● **Your objective**
Exactly reproduce the lines beginning with the line that includes "Thanks for your work on this!" and ending with the last line of the data.

● **Entries provided**
◆ ◆ ◆

PR #1063, opened 2023-02-13
Update integrations

muellerzr:
Updates the integrations in the README to be a bit more general allowing for us to include high visibility repos utilizing the library. Since the integration zoo is based on python frameworks with examples using them, instead of very, very high level frameworks (like Invoke and Open Assistant, where it's mostly through a web interface things happen) they were not added to this list. 

This list was generated looking at the most forked and utilized repos based on [this dataset](https://huggingface.co/datasets/open-source-metrics/accelerate-dependents) for February 12th, 2023

### DIFF
--- a/README.md
+++ b/README.md
@@ -208,13 +208,16 @@ You shouldn't use 🤗 Accelerate if you don't want to write a training loop you
 
 ## Frameworks using 🤗 Accelerate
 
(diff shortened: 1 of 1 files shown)


sgugger (approved):
Thanks!

PR #1065, opened 2023-02-13
Swap utils over to use PartialState

muellerzr:
Swaps over any utils that do not directly relate to the `Accelerator` object to use the `PartialState` instead (so utils on the optimizer, dataloader, etc all remain the same because they directly work with `accelerator.prepare`)


sgugger (approved):
Thanks for your work on this!

Issue #923, opened 2022-12-15
TypeError: on_main_process() takes 1 positional argument but 2 were given


ernestchu:
Hi, I'm not sure if I misunderstood the usage or not. But according to the doc, one can use ` @accelerator.on_main_process` decorator on a function.

https://github.com/huggingface/accelerate/blob/447ad0e6359a5b6f686e36c45cfa411a1cbe3997/docs/source/package_reference/accelerator.mdx?plain=1#L85-L93

Yet, I get the error `TypeError: on_main_process() takes 1 positional argument but 2 were given`. I guess the reason is that the method do not take `self` as argument, so one cannot really use it as described in the documentation :(

https://github.com/huggingface/accelerate/blob/f002ce2ae97f0e04d9081102dfd81b792a4cfcf9/src/accelerate/accelerator.py#L488-L491

If I got it wrong, please correct me. Thanks!

PR #1070, opened 2023-02-14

◆ ◆ ◆

● **Answer for this exercise**
Thanks for your work on this!

Issue #923, opened 2022-12-15
TypeError: on_main_process() takes 1 positional argument but 2 were given


ernestchu:
Hi, I'm not sure if I misunderstood the usage or not. But according to the doc, one can use ` @accelerator.on_main_process` decorator on a function.

https://github.com/huggingface/accelerate/blob/447ad0e6359a5b6f686e36c45cfa411a1cbe3997/docs/source/package_reference/accelerator.mdx?plain=1#L85-L93

Yet, I get the error `TypeError: on_main_process() takes 1 positional argument but 2 were given`. I guess the reason is that the method do not take `self` as argument, so one cannot really use it as described in the documentation :(

https://github.com/huggingface/accelerate/blob/f002ce2ae97f0e04d9081102dfd81b792a4cfcf9/src/accelerate/accelerator.py#L488-L491

If I got it wrong, please correct me. Thanks!

PR #1070, opened 2023-02-14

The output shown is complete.